Which would everyone reccomend as the best plowing light? I am looking at either of these too lights.. 
http://www.vlsusa.com/cgi-bin/vlsusa/G7MA.html

OR

http://www.vlsusa.com/cgi-bin/vlsusa/G1PA.html

I Was also looking at this light too

http://www.copsplus.com/prodnum4139.php

Last year I had a revolving amber light but it broke and i was justwondering everyone else opinions on these three lights..
Thanks guys


----------



## Grn Mtn (Sep 21, 2004)

I feel most people associate the rotating light with plowing and are more likely to pay attention, strobes are more annoying and the older you get the more you hate them, since your clients are probably older, this may be food for thought.

when I see a slow single rotator reflecting off the houses I know a town plow is coming. if its a double i know a plow contractor is near. Strobes to me says emergency vehicle.

I had a federal signal dual 55w halogen that was suction cup over magnets, worked great and didn't scratch.


----------



## Jguck25 (Oct 30, 2009)

Good point, I hadnt thought of that. Would you reccommend the Code 3 or the wheelen?


----------



## bltp203 (Nov 5, 2006)

I have both, one on each truck and I have to say I like my strobe unit better. The rotator gets noisy after awhile and there are just too many moving parts to break. 

I would think the color of the lights would dictate to someone what kind of vehicle is coming, not if they are strobe or rotating.


----------



## KL&M Snow Div. (Jan 2, 2009)

Around here all the plow trucks either run amber LED's or just use their four ways. But in my opinion I think anyone working in adverse conditions for a living should have some decent warning power. I prefer LED's over halogen or strobes anyday.


----------



## southshoreplow (Nov 16, 2009)

My personal opinion is rotators. Much better signal in snow and rain .


----------



## Too Stroked (Jan 1, 2010)

Rotator advantages include great "pop", long range visibility, low cost and great at melting snow and ice. Disadvanatges include high current draw and noise as they wear due to moving parts.

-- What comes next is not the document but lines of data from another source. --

PR #482, opened 2022-05-30
lib: fix crunch to only apply attributes once

corlewis:
I wasn't sure whether to put more tags on this commit. I changed one line in `invariant-abstract` which I already knew was explicitly due to this issue, but I'm sure that there are others that I don't know about and I don't want to go looking for them. Should I add `ainvs` to the tag?

### DIFF
--- a/lib/crunch-cmd.ML
+++ b/lib/crunch-cmd.ML
@@ -271,7 +271,7 @@ fun maybe_thms thy name = get_thms thy name handle ERROR _ => []
 fun thy_maybe_thms thy name = Global_Theory.get_thms thy name handle ERROR _ => []
 
 fun add_thm thm atts name ctxt =
-  Local_Theory.notes [((Binding.name name, atts), [([thm], atts)])] ctxt |> #2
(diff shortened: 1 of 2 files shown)


Xaphiosis:
I'd split this commit. The crunch change is `lib`, but the `riscv ainvs` change is pretty much cleanup and has nothing directly to do with fixing crunch.
I would also encourage a little more text in the commit for lib commits. What we gain here is warnings no longer getting generated when adding attributes to crunch/crunches properties, which is obvious to us now but not to someone looking at the commit later.

Xaphiosis:
Also, huge thanks for hunting this one down, it was quite annoying.

corlewis:
> I'd split this commit. The crunch change is `lib`, but the `riscv ainvs` change is pretty much cleanup and has nothing directly to do with fixing crunch. I would also encourage a little more text in the commit for lib commits. What we gain here is warnings no longer getting generated when adding attributes to crunch/crunches properties, which is obvious to us now but not to someone looking at the commit later.

Thanks for the suggestions, commits have been rewritten.

lsf37 (approved):
Thanks for tracking this one down.

Xaphiosis (approved):

PR #484, opened 2022-06-03
clean up translator warnings

lsf37:
- makes warning/error message handling in the Haskell translator consistent
- then uses that to provide highlighting with colour for tty use

I have a few more ideas what could be done to make this more useful (provide verbosity switch and suppress some of the warnings so that useful warnings stand out), but I wanted to merge this first before I do more.


tools/haskell-translator/lhs_pars.py
```diff
@@ -1407,10 +1430,10 @@ def get_type_map(string):
...
     actual_map = bits[1].strip()
     if not (actual_map.startswith('{') and actual_map.endswith('}')):
-        print('Error in ' + filename)
-        print('Expected "A { blah :: blah etc }"')
-        print('However { and } not found correctly')
-        print('When parsing %s' % string)
+        error(f'in {filename}\n'
+              'Expected "A { blah :: blah etc }"\n'
+              'However { and } not found correctly\n'
+              f'When parsing {string}')
```
corlewis, line 1436: Very minor, but you're currently not consistent in whether you make all lines of multiline strings f-strings, or just the lines that have expressions.

corlewis (approved):
Very nice! The only suggestion I have is for future work; it would be nice if more of the warnings and errors had line numbers in them.

lsf37:
> Very nice! The only suggestion I have is for future work; it would be nice if more of the warnings and errors had line numbers in them.

That is a bigger refactor, because usually the line number is not available to the function that produces the warning. In the next round I'm shooting for at least providing the file name :-) (because it's never clear to me if it's the file above or below the warning -- you'd usually think above, but it is the one below..)

corlewis:
> > Very nice! The only suggestion I have is for future work; it would be nice if more of the warnings and errors had line numbers in them.
> 
> That is a bigger refactor, because usually the line number is not available to the function that produces the warning. In the next round I'm shooting for at least providing the file name :-) (because it's never clear to me if it's the file above or below the warning -- you'd usually think above, but it is the one below..)

Haha, I thought about mentioning file name but was assuming that you could get it from the line above!

tools/haskell-translator/lhs_pars.py
corlewis: Ah, right. Based on me just learning about f-strings and reading up on them, I think you would use double braces in that case.

lsf37: Yes, you could escape them, but I find that less readable than just not using an f-string when it's not necessary.

PR #849, opened 2021-05-02
Fix faulty LAN-port in TPLink EAP225 Outdoor

SvenRoederer:
Add this patch till it's accepted upstream; see http://lists.openwrt.org/pipermail/openwrt-devel/2021-April/034909.html

the device was recently added to OpenWrt master and OpenWrt-21.02, therefore it depends on the update to OpenWrt-21.02.0-rc1


SvenRoederer:
superseded by 86f2df7 / 25a66a55d61ef72

PR #852, opened 2021-05-07
configs: revert to upstreams idea of SQUASHFS_BLOCK_SIZE (beside tiny devices)

SvenRoederer:
back in e6708dead14 (merge 8b1eb621a652 - "4MB devices") the SQUASHFS_BLOCK_SIZE was set
to 512kb to provide better compression, esp. for 4MB flash devices.
OpenWrt setup the tiny subtarget for such devices, where we keep this special handling as
intended. For all other subtargets it should be safe to revert back to the upstream-default
of this setting (256 kb in April 2021).
This setting is used very inconsistently on our targets at all.


SvenRoederer:
merged in 1b01478efa7b89b5e1f6a71c5ee636f7b63d39ac

PR #854, opened 2021-05-10
modules: download OpenWrt repo from GitHub

SvenRoederer:
use GitHub mirror of official OpenWrt-repo, as it seems more effective
network wise. So we don't have to push all the data trought the Internet,
but just use GitHub internal traffic.


SvenRoederer:
merged by e3fbce166e55a09792f87e0f306adef6ca8ad9a7

PR #866, opened 2021-07-18
Update OpenWrt 21.02 to state of 1. July 2021

SvenRoederer:
important fixes on the way to OpenWrt-21.02 release

* fixes build for TPLink CPE (rootfs too small)
* fixes network in failsafe mode
* don't update routing-feed for now as of https://github.com/openwrt/routing/issues/691


SvenRoederer:
merged with acf592b1d5dcd2d1cf4f

PR #868, opened 2021-07-25
make ath10k a smallbuffer-variant 

SvenRoederer:
For some ath10-wave1 boads we use the non-ct driver (#696). Test have shown that some boards are not running stable with this. I can confirm for a ubnt_nanostation_ac. This seems to be caused by the "low RAM" these boards have (NanoStation AC has 64MB). That is the same reason OpenWrt made an official "ath10-ct-smallbuffers" package.

This imports the patch that was used on OpenWrt, before they switched to the "ct-"driver, to address the RAM-issue.

As the "Wave1" issue only affects some boards it seems not worth to create a "ath10-smallbuffers" package. So let's use the smallbuffers for all boards, even they have 128 MB (as EAP225-outdoor which is not affected by sudden reboots).

* see https://github.com/FreifunkFranken/firmware/commit/aafd9edd1d2e23c08d2b2325f69e42f000c3fdfe
* cherry-picked from https://github.com/weimarnetz/firmware/commit/e7577717b57d7c608c53e2c5d1b3f8b7f8a34169

### DIFF
--- a/patches/openwrt/0006-mac80211-add-back-ath10k_pci-memory-hacks.patch
+++ b/patches/openwrt/0006-mac80211-add-back-ath10k_pci-memory-hacks.patch
@@ -1,0 +1,73 @@
+From: Adrian Schmutzler <freifunk@adrianschmutzler.de>
+Date: Wed, 10 Feb 2021 22:53:00 +0100
+Subject: mac80211: add back ath10k_pci memory hacks
+
+These hacks have been removed in commit 1e27befe63ff ("mac80211: remove
+ath10k_pci memory hacks").
+
+However, since we still use mainline ath10k, we will need them.
+
+Signed-off-by: Adrian Schmutzler <freifunk@adrianschmutzler.de>
+
+diff --git a/package/kernel/mac80211/patches/ath/960-ath10k-limit-htt-rx-ring-size.patch b/package/kernel/mac80211/patches/ath/960-ath10k-limit-htt-rx-ring-size.patch
+new file mode 100644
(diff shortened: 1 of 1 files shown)


SvenRoederer:
had it running for some days on a NanoStation-AC (64MB RAM) and a TPlink EAP225-Outdoor (128MB RAM). Both devices are configured as STA to the same AP.


## 64MB devices (NanoStation AC)
Monitoring shows for the unpatched NS-AC average uptime of only some hours, with a lot of traffic loss as of crashed olsrd.
NSM-ac (regular ath10k)
Same setup with the patched "smallbuffer" driver on the NS-AC - runnig for 4days without reboot or crash of olsrd. NSM-ac (smallbuffer ath10k)

## 128MB devices (TPLink EAP225 Outdoor v1)
There are no indication in the monitoring, that any performance-parameter has changed.

## Summary

As we use the non-ct driver only for 802.11s / STA, which usually have a low client-count, I don't expect any performance problems with smaller buffers on 128MB or 64MB devices. For AP-use it might be different, but was not tested. 
But using this patch allows reliable use of 64MB devices, whereas will for sure not make AP-situations reboot randomly. So let's follow @FreifunkFranken and @weimarnetz

SvenRoederer:
@adschm probably you remeber best, why OpenWrt did not make a separate ath10-smallbuffers package as it has been done for ath10-ct.

SvenRoederer:
merged by 7c33f06

adschm:
> @adschm probably you remeber best, why OpenWrt did not make a separate ath10-smallbuffers package as it has been done for ath10-ct.

Nobody volunteered. And it's not entirely trivial. If you are interested, feel encouraged.

PR #870, opened 2021-08-01
make 32MB RAM devices usable again

SvenRoederer:
As stated by OpenWrt there is limited support for devices with less than 32MB RAM. With out firmware we can see boards with 32MB run very unstable, as of frequent OoM issues.
This changes removing some features, from packages and kernel, to free up some RAM in order to improve the stability. This will give the users some time to upgrade their hardware but keep recent and more secure code than LEDE based "Hedy".

Runtime-tested on NSM2-loco


SvenRoederer:
There was some discussion on the mailing list (https://lists.berlin.freifunk.net/pipermail/berlin/2021-September/052634.html). Beside the usual "let's upgrade RAM and Flash-chips", there are also some replies being interested in reusing the current hardware.
With this change it's also easy to support rechiped (16/64MB) boards, which can directly be added into the ath79-generic target, with a changed board-id.

merged with ec617b18f3

PR #3167, opened 2024-10-03
PHPORM-248 register command subscriber only when logs are enabled

### LINKED ISSUE #3166: Performance Regression 5.x
- Laravel-mongodb Version: 5.0.2
- PHP Version: 8.3.12
- Database Driver & Version: pecl/mongodb-1.20.0

### Description:

Hello,

We are experiencing a significant performance regression after upgrading to the latest version 5.0.2.

Our test suite, comprising approximately 400 tests, 2,000 assertions, and 15,000 queries, used to complete in about 15 seconds with version 4.8.0. After the upgrade, it now takes around 50 seconds to complete. (on my local dev box)

Individual HTTP requests or single tests do not exhibit any issues. In fact, performance for our average web request has slightly improved.

The issue only shows up in long-running processes, such as a test suite.

I have created a demo Laravel application that demonstrates the problem in a simple, isolated manner: [Demp-App](https://github.com/jensk/lara-mongo-debug)
We were able to reproduce the issue in 3 different environments: 
* WSL2-Ubuntu/Mongo-7 via docker,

Strobe advantages include decent "pop" and long range visibility with relatively low current draw. Disadvantages include some noise from the capacitor recharging after every flash and limited ability to melt snow and ice.

LED advantages include very low current draw, silent, ability to select different patterns and (depending on pattern) great ability to get your attention. The main disadvantage is high cost and about zero ability to melt snow and ice.


----------